- TO DO: Look through the data below. Show each line where the string "Please" occurs.

- AVAILABLE DATA:
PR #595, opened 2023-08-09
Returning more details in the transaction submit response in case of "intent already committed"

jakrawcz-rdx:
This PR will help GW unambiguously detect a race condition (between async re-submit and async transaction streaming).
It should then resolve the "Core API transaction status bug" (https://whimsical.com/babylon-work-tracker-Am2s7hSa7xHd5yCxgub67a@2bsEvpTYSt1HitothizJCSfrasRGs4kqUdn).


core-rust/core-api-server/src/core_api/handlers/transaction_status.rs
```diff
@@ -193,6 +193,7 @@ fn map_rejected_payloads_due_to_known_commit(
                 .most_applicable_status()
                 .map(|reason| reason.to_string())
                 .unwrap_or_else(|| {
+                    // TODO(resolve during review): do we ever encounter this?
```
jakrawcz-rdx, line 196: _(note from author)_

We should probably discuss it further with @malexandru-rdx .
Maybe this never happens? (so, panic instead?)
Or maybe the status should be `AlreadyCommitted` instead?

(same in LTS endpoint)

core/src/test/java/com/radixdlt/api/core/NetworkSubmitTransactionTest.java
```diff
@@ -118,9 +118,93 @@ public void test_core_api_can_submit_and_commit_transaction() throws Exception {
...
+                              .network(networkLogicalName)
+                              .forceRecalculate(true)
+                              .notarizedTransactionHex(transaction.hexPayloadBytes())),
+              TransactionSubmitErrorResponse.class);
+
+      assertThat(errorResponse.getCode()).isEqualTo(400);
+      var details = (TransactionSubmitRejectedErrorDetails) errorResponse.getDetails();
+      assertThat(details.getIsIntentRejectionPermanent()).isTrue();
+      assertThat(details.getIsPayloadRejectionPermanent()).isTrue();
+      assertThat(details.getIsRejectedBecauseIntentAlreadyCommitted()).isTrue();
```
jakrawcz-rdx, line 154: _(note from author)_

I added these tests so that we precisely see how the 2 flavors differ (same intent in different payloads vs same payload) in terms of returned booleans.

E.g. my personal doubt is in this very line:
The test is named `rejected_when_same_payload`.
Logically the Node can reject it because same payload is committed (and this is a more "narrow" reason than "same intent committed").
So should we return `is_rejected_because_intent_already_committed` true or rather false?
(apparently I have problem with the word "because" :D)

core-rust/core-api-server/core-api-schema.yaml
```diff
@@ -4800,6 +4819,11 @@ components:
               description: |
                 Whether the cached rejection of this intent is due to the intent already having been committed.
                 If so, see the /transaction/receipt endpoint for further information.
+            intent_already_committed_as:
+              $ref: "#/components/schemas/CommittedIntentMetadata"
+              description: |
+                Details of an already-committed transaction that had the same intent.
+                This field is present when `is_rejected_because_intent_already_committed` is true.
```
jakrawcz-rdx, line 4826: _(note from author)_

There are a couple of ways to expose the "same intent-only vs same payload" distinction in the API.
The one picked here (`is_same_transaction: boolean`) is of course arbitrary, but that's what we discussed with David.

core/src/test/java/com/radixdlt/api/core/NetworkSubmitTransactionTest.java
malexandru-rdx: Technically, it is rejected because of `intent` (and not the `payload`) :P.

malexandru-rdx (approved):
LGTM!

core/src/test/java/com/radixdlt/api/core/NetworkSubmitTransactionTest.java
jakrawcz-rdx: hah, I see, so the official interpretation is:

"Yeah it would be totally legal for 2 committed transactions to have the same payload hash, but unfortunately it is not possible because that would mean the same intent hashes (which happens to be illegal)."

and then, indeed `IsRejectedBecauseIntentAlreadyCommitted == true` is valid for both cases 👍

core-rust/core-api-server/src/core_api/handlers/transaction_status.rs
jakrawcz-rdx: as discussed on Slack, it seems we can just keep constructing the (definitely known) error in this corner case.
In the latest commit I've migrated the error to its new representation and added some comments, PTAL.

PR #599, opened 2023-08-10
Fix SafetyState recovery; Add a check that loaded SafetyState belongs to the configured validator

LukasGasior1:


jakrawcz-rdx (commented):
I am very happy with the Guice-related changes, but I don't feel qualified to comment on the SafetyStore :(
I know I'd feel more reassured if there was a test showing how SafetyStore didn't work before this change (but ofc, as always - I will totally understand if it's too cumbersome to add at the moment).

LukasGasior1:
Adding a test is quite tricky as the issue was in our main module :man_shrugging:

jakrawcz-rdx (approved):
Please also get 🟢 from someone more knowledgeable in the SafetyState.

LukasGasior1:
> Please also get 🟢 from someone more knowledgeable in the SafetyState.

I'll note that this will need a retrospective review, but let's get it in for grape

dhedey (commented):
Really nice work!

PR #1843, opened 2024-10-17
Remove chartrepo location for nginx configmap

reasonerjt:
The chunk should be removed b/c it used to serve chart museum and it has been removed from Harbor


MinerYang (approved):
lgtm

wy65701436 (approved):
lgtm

- ANSWER:
Please also get 🟢 from someone more knowledgeable in the SafetyState.
> Please also get 🟢 from someone more knowledgeable in the SafetyState.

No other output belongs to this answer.